What to do: The line containing "Sounds great, thanks @Tbaut !" marks where to begin. Write out that line and every line after it exactly, through the last line below.

(Dataset entries)
-------

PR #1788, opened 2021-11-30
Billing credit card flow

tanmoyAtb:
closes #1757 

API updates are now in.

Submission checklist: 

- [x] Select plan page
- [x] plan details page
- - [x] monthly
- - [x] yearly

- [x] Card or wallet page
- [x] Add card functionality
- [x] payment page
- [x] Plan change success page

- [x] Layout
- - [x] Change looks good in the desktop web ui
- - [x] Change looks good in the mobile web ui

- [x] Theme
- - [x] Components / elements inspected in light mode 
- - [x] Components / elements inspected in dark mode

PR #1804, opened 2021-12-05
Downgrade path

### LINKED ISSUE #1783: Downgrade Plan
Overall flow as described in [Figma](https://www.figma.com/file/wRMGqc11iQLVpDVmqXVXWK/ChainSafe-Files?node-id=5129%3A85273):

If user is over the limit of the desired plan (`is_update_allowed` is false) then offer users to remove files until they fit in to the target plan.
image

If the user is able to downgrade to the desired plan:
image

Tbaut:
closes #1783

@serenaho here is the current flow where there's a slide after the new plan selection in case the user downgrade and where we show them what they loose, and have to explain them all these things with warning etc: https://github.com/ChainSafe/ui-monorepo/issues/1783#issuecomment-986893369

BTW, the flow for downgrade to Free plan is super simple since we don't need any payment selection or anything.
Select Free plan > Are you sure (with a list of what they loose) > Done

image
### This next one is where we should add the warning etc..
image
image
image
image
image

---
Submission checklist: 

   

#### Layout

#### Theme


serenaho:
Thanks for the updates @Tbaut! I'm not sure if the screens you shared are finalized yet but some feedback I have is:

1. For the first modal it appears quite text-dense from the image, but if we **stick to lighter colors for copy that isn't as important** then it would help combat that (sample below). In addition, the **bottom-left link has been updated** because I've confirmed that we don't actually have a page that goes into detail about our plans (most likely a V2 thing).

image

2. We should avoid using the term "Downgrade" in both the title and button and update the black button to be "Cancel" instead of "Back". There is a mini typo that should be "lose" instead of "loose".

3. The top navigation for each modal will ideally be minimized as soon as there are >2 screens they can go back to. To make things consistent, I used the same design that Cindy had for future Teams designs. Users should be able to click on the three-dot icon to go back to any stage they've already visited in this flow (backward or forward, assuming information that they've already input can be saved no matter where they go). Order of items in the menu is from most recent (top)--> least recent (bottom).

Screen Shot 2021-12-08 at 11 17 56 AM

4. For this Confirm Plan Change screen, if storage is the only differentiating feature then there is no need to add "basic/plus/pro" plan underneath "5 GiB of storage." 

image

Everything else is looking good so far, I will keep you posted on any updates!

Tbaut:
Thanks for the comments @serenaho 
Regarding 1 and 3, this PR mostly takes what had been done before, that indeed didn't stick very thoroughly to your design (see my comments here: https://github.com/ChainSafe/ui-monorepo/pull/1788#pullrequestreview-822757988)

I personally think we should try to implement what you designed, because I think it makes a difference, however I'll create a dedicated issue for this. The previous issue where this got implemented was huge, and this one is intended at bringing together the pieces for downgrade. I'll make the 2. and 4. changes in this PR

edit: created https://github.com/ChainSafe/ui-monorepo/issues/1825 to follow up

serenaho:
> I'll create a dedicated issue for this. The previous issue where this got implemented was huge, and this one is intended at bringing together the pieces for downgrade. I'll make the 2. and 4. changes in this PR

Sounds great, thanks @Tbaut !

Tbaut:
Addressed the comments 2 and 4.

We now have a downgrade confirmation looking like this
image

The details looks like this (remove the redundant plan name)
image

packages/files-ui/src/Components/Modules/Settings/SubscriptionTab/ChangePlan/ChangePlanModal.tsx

-------

Answer box:
Sounds great, thanks @Tbaut !

Tbaut:
Addressed the comments 2 and 4.

We now have a downgrade confirmation looking like this
image

The details looks like this (remove the redundant plan name)
image

packages/files-ui/src/Components/Modules/Settings/SubscriptionTab/ChangePlan/ChangePlanModal.tsx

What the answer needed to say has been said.